Mas Ricardo é feito de uma fibra diferente. Talvez seja da fibra das pranchas, que resistem à violência da ondulação. E nunca precisou de cadeira eléctrica. Durante estes 20 anos (que já passaram desde o acidente) andou sempre de cadeira manual. Só há três anos passou para a cadeira eléctrica porque comprou uma carrinha adaptada onde a cadeira entra (e serve de lugar para o condutor) e sai, tornando-o completamente autónomo. Mas voltemos atrás, para continuar a demonstrar por que razão a fibra deste homem é especial.
Desde os 13 anos que Ricardo tinha uma skate/surf shop em Alverca. Bom, não era propriamente uma loja, que nem seria legalmente possível por se tratar de um menor, mas era um canto na loja da mãe que ele geria, sozinho. Os pais não interferiam e ele fazia negócio. Ia fazer compras a grandes marcas sozinho e levava o cheque assinado pelos pais que tinham nele toda a confiança. Não se enganaram. Sempre soube fazer dinheiro do dinheiro, como no milagre da multiplicação (só que nunca foi milagre, mas sim jeito para o negócio e muito trabalho).
Depois do acidente, largou a loja e dedicou-se à compra e venda de acções. Não sabia nada sobre a Bolsa ou sobre mercados mas rapidamente aprendeu e garante que ganhou muito dinheiro. Quando apareceu a internet, meteu-se por aí com a facilidade com que sempre se meteu em tudo. Começou a desenvolver páginas para empresas (na altura os sites chamavam-se assim) e voltou a ter sucesso. "Aos 20 anos tinha a minha casa e vivia sozinho. O acidente não me impediu de nada. Era na minha casa que desenvolvia os sites."
Fez o 12º ano e entrou no ISCTE. Mas, ao mesmo tempo, foi a uma entrevista na Microsoft e ficou logo lá a dar assistência técnica a clientes. Como tinha um emprego durante o dia na Microsoft e tinha a sua empresa a carborar nas horas que sobravam, não chegou a ir para a faculdade. Na Microsoft fez um projecto sobre novas formas de teletrabalho, que deu nas vistas: New ways of Working. O Bill Gates teve conhecimento do projecto e ganhou um prémio a nível europeu e vários prémios nos Estados Unidos.
Passado um ano, despediu-se da Microsoft, arranjou um escritório em Lisboa e chegou a ter 15 funcionários a trabalharem consigo, na construção de sites.

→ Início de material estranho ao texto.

PR #3523, opened 2017-02-03
Update docker image with data.json

ruflin:
* Add docs for labels and tags

### DIFF
--- a/metricbeat/module/docker/container/_meta/fields.yml
+++ b/metricbeat/module/docker/container/_meta/fields.yml
@@ -40,3 +40,13 @@
           type: long
           description: >
              Size of the files that have been created or changed since creation.
+    - name: labels
+      type: dict
+      dict-type: keyword
+      description: >
+        Image labels.
+    - name: tags
+      type: list
+      dict-type: keyword
+      description: >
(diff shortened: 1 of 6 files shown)


metricbeat/module/docker/container/_meta/fields.yml
```diff
@@ -40,3 +40,13 @@
...
+    - name: labels
+      type: dict
+      dict-type: keyword
+      description: >
+        Image labels.
+    - name: tags
+      type: list
+      dict-type: keyword
+      description: >
+        Image labels.
```
douaejeouit: @ruflin Don't you think that the tags description need to be updated?

ruflin: Definitively. Fixed. Thanks for spotting.

andrewkroh: Does this file need re-generated? I think it's supposed to say "Image tags"?

ruflin: No, my mistake. I updated the wrong file and then run `make update` :-( New version pushed.

PR #3528, opened 2017-02-03
Disable date detection in index templates

### LINKED ISSUE #3389: Disable date detection in index templates
We use dynamic fields in some places and date detection is enabled by default so if a Beat sends a dynamic string field that looks like a date, the field mapping will be `date`. This means that all follow on data using the same field name must also be a date or else a field mapping exception will occur.

One example where this can happen is in Winlogbeat's `event_data.*` fields. Another example is with string fields parsed from JSON.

Foi abrindo várias empresas dentro do mesmo ramo, vendeu uma delas ficando accionista e, em 2010, achou que as agências de publicidade precisavam de um grande apoio a nível digital e criou uma produtora chamada Digital Works (que abriu também um polo no Reino Unido).
Em 2007 Ricardo abriu também a Jump Master, uma empresa de investimentos imobiliários. "Aproveitei a crise e comprei apartamentos, prédios, escritórios. Uns vendia, outros ficavam." Continua a ter essa empresa e no ano passado vendeu a Digital Works (que teve durante 7 anos). "Estava farto de estar na mesma área. Vendi e pensei: e agora? Não quero ficar a viver dos rendimentos... Fui ler o meu ficheiro das ideias. Tenho um sócio noutra empresa de investimentos imobiliários e fomos almoçar. Considero-o como um filho mais velho. Estávamos a bater bolas e, às tantas, contei-lhe a minha ideia. Ele deu um pulo na cadeira: 'Vamos avançar! Sou teu sócio nessa!'"
A ideia era totalmente diferente de tudo o que já tinha feito: uma casa de... frangos assados. Mas uma casa de frangos diferente: bonita, moderna, com pinta. E com preocupações ambientais. Onde se pudesse comer mas que também tivesse serviço de entregas. Era preciso reinventar o mercado. Ricardo pôs-se em campo. Montou o Business Case e percebeu que podia ser rentável. "Fiz um documento extensíssimo. Queria acabar com os plásticos e com os alumínios... Não queria ter carvão, que é nocivo para a saúde. Era preciso reinventar as caixas, era preciso reinventar as grelhas. Comecei a definir que só me metia nisto se conseguisse dar a volta a tudo o que me parecia desactualizado e mau neste segmento. Fui ter com vários chefs para saber como ter um frango bom sem carvão e sem fumo, como ter bons molhos, e o Joe Best disse que queria entrar no projecto e ficou como consultor."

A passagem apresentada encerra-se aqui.